(Saved entries)
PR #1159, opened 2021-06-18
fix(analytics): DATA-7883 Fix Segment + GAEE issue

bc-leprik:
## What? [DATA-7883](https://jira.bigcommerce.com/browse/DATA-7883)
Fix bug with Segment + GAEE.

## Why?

-- WHAT YOU ARE ASKED TO DO --
Lines holding the string "Segment" must be copied out of the entries above.

-- EXERCISE RESULT --
fix(analytics): DATA-7883 Fix Segment + GAEE issue
Fix bug with Segment + GAEE.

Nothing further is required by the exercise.